# New code in PDF format



## HertzHound (Jan 22, 2019)

Rumor has it, that because the PDF’s got shared in the past, they will no longer make a PDF. Not even for the ones that would have purchased it. I’m mad because they won’t even make the ePub. So it’s back to print version for me. I’m not going to pay a yearly fee for the online version.


----------



## cuba_pete (Dec 8, 2011)

The problem I have with the print is getting a reference to someone who needs to see it in black and white and have documentation. Re-typing or scanning is a pita.

I'll keep my old pdf's, and edit as necessary in the future. Of course, they're two cycles old, but mostly hold up well.


----------



## Coppersmith (Aug 11, 2017)

We are on 2014. I have the 2014 and 2017 PDF's so I'm good for a few more years. Hopefully NFPA will change their minds about PDF's before I need 2020.

And no, I won't give you a copy. Half the price is to cover piracy. I'm not contributing to make it any more expensive.


----------



## flyboy (Jun 13, 2011)

Coppersmith said:


> We are on 2014. I have the 2014 and 2017 PDF's so I'm good for a few more years. Hopefully NFPA will change their minds about PDF's before I need 2020.
> 
> *And no, I won't give you a copy. Half the price is to cover piracy. I'm not contributing to make it any more expensive.*


If you really loved us, you would share.


----------



## cuba_pete (Dec 8, 2011)

*Go to the Dark Web, Torrent is your friend*

I like the handbooks that were provided with the codes when I had the subscription, with the Mike Holt-ish descriptions.

_*but even those...*_

"Copyright by National Fire Protection Association (NFPA). NFPA 70 is licensed, by agreement for individual use. No other reproduction or transmission in any form permitted without written permission of NFPA. For inquires [sic] or to report unauthorized use, contact [email protected]."


----------



## Coppersmith (Aug 11, 2017)

flyboy said:


> If you really loved us, you would share.


I think you are awesome Flyboy. I want to be as smart and successful as you. But you're not getting my PDF's


----------



## flyboy (Jun 13, 2011)

Coppersmith said:


> I think you are awesome Flyboy. I want to be as smart and successful as you. But you're not getting my PDF's


:vs_smirk:


----------



## MTW (Aug 28, 2013)

flyboy said:


> :vs_smirk:


----------



## Dennis Alwon (May 9, 2009)

The only way to get the 2020 is to buy the book or pay for the online version. You can copy, paste bookmark etc with the online version.


----------



## flyboy (Jun 13, 2011)

MTW said:


>


:vs_smirk:


----------



## MotoGP1199 (Aug 11, 2014)

You can View the online 2020 version for free at NFPA.org 

https://www.nfpa.org/Codes-and-Standards/All-Codes-and-Standards/Free-access

You just can't download it or mark it. Total PIA

EDIT: You must also register (for free)


----------



## Dennis Alwon (May 9, 2009)

The nfpa went thru thru a lot of trouble and pissed off alot of people to avoid pirating. In fact, I decided to see how hard it would be to make a copy of the 2020 nec. It took me about 3 hours to get a decent copy that has all the features that the online version had. I am sure someone with better software and skills can do it quicker.

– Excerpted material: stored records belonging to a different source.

PR #2603, opened 2024-06-25
Social proof blocks

estrattonbailey:
This PR ensures that if I follow Daniel, and Daniel follows Devin, but Devin blocks Daniel, when I view Devin's profile I do not see Daniel as part of `knownFollowers`.

I also extracted some utils and added a few tests + added a new seed specifically for `knownFollowers` testing to handle these 2nd-party blocks more clearly/easily.

### DIFF
--- a/packages/bsky/src/hydration/hydrator.ts
+++ b/packages/bsky/src/hydration/hydrator.ts
@@ -36,11 +36,13 @@ import {
 } from './label'
 import {
   HydrationMap,
-  Merges,
   RecordInfo,
   ItemRef,
   didFromUri,
   urisByCollection,
+  mergeMaps,
+  mergeNestedMaps,
+  mergeManyMaps,
 } from './util'
 import {
   FeedGenAggs,
@@ -1064,25 +1066,15 @@ export const mergeStates = (
     labelerAggs: mergeMaps(stateA.labelerAggs, stateB.labelerAggs),
     labelerViewers: mergeMaps(stateA.labelerViewers, stateB.labelerViewers),
     knownFollowers: mergeMaps(stateA.knownFollowers, stateB.knownFollowers),
-    bidirectionalBlocks: mergeMaps(
+    bidirectionalBlocks: mergeNestedMaps(
       stateA.bidirectionalBlocks,
       stateB.bidirectionalBlocks,
     ),
   }
 }
 
-const mergeMaps = <M extends Merges>(mapA?: M, mapB?: M): M | undefined => {
-  if (!mapA) return mapB
-  if (!mapB) return mapA
-  return mapA.merge(mapB)
-}
-
 const mergeManyStates = (...states: HydrationState[]) => {
   return states.reduce(mergeStates, {} as HydrationState)
-}
-
-const mergeManyMaps = <T>(...maps: HydrationMap<T>[]) => {
-  return maps.reduce(mergeMaps, undefined as HydrationMap<T> | undefined)
 }
 
 const actionTakedownLabels = <T>(
--- a/packages/bsky/src/hydration/hydrator.ts
+++ b/packages/bsky/src/hydration/hydrator.ts
@@ -102,6 +102,7 @@ export type HydrationState = {
   labelerViewers?: LabelerViewerStates
   labelerAggs?: LabelerAggs
   knownFollowers?: KnownFollowers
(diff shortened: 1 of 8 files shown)


packages/bsky/src/hydration/hydrator.ts
```diff
@@ -737,6 +752,33 @@ export class Hydrator {
...
+  async hydrationBidirectionalBlocks(
+    didMap: Map<string, string[]>,
+  ): Promise<BidirectionalBlocks> {
+    const pairs: RelationshipPair[] = []
+
+    for (const [uri, followers] of didMap) {
+      for (const follower of followers) {
+        pairs.push([didFromUri(uri), follower])
+      }
+    }
```
devinivy, line 764: It looks like `didMap` is `DID -> DID[]`, in which case we don't have a URI to `didFromUri()` with.

packages/bsky/src/hydration/hydrator.ts
```diff
@@ -737,6 +752,33 @@ export class Hydrator {
     return { follows, followBlocks }
   }
 
+  async hydrationBidirectionalBlocks(
+    didMap: Map<string, string[]>,
+  ): Promise<BidirectionalBlocks> {
+    const pairs: RelationshipPair[] = []
+
+    for (const [uri, followers] of didMap) {
```
devinivy, line 760: How would you feel about loosening the `followers` verbiage in here?  I wonder if it may be a little confusing if you're reading this method in isolation, as it's quietly sort of alluding to the known followers feature.

packages/bsky/src/hydration/hydrator.ts
```diff
@@ -737,6 +752,33 @@ export class Hydrator {
...
+      }
+    }
+
+    const blocks = await this.graph.getBidirectionalBlocks(pairs)
+    const result = new HydrationMap<HydrationMap<boolean>>()
+
+    for (const [did] of didMap) {
+      const followBlocks = new HydrationMap<boolean>()
+
+      for (const followerDid of didMap.get(did)!) {
```
devinivy, line 772: I think there's a nice way to not need the non-null assertion and lean on the types:
```suggestion
    for (const [did, targetDids] of didMap) {
      const followBlocks = new HydrationMap<boolean>()

      for (const followerDid of targetDids) {
```

packages/bsky/src/hydration/hydrator.ts
```diff
@@ -1022,6 +1064,10 @@ export const mergeStates = (
     labelerAggs: mergeMaps(stateA.labelerAggs, stateB.labelerAggs),
     labelerViewers: mergeMaps(stateA.labelerViewers, stateB.labelerViewers),
     knownFollowers: mergeMaps(stateA.knownFollowers, stateB.knownFollowers),
+    bidirectionalBlocks: mergeMaps(
+      stateA.bidirectionalBlocks,
+      stateB.bidirectionalBlocks,
+    ),
```
devinivy, line 1070: The way `bidirectionalBlocks` works, I think this would allow some clobbering to happen.  For example, how should these two merge?

```
{ did:example:a -> { did:example:b -> true } }
{ did:example:a -> { did:example:c -> true } }
```

I think we'd want to find something like this:
```
{ did:example:a -> { did:example:b -> true, did:example:c -> true } }
```

packages/bsky/src/hydration/hydrator.ts
estrattonbailey: Oy 🤦

packages/bsky/src/hydration/util.ts
```diff
@@ -25,6 +25,34 @@ export type RecordInfo<T> = {
   takedownRef: string | undefined
 }
 
+export const mergeMaps = <V, M extends HydrationMap<V>>(
+  mapA?: M,
+  mapB?: M,
+): M | undefined => {
```
estrattonbailey, line 31: @devinivy special note: I axed the `Merges` interface here so that I could use this more easily within `mergeNestedMaps`. No change to types or functionality that I can tell, but unsure if I knocked over Chesteron's Fence anywhere else.

estrattonbailey: Also general note that I extracted these and made a `util.test.ts` test

devinivy (approved):
Good stuff!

I had to copy each section at a time install it in word then when I was done convert it to pdf. Someone with a means to go directly into a pdf could probably do it in half the time. Most of what I did was formatting.

Btw, I am not selling or giving it away I just wanted to see if it could be done


----------



## splatz (May 23, 2015)

It won't be long before someone cuts the binding off the book with a bandsaw and scans it with the copier in their office, and circulates the PDF online. I need a digital copy and at times I need it when I have no wifi or cell service. 



I think the NFPA might actually make more money if they made the digital edition cheap enough that people don't bother bootlegging it. That doesn't work with print books bit it works with digital. Lots of people (me included) will still buy a paper copy, I like having both.


----------



## Coppersmith (Aug 11, 2017)

splatz said:


> I think the NFPA might actually make more money if they made the digital edition cheap enough that people don't bother bootlegging it.


I've seen bootleg copies of software and books that cost tiny fractions of what a copy of the NEC costs. I don't think there is an amount that will stop pirates. Ok, maybe under a dollar.

I don't know how much it costs NFPA to maintain and issue the NEC, but I don't think they are getting rich on it. I doubt they could significantly lower the price unless they could get rid of piracy.


----------



## sbrn33 (Mar 15, 2007)

All I got out of that was that Florida is on the 2014. That is ****ed up. If you are going to do that why not just head back to the 94 since it was the last decent code before the Manufactures took over.


----------



## sbrn33 (Mar 15, 2007)

I don't buy codebooks anymore. I just look it up on the internet.


----------



## 99cents (Aug 20, 2012)

I have a PDF copy on my phone. It’s nice to have a code book in your pocket but it’s a PITA to scroll through. I did my code upgrade course using it and it was awkward and time consuming. I still like an old fashioned book. With a book, I can leave it out on inspection day so the inspector thinks I actually use it.


----------



## Coppersmith (Aug 11, 2017)

sbrn33 said:


> All I got out of that was that Florida is on the 2014. That is ****ed up. If you are going to do that why not just head back to the 94 since it was the last decent code before the Manufactures took over.


As of today:
One state is on 2008 (Indiana); 
KS and MO are mostly on 2008 by local adoption;
DC is on 2011;
Eight states are on 2014;
30 states are on 2017;
and only four states are on 2020.
four other states adopt the code on a local level so I don't know about them. They could be on 1994 for all I know.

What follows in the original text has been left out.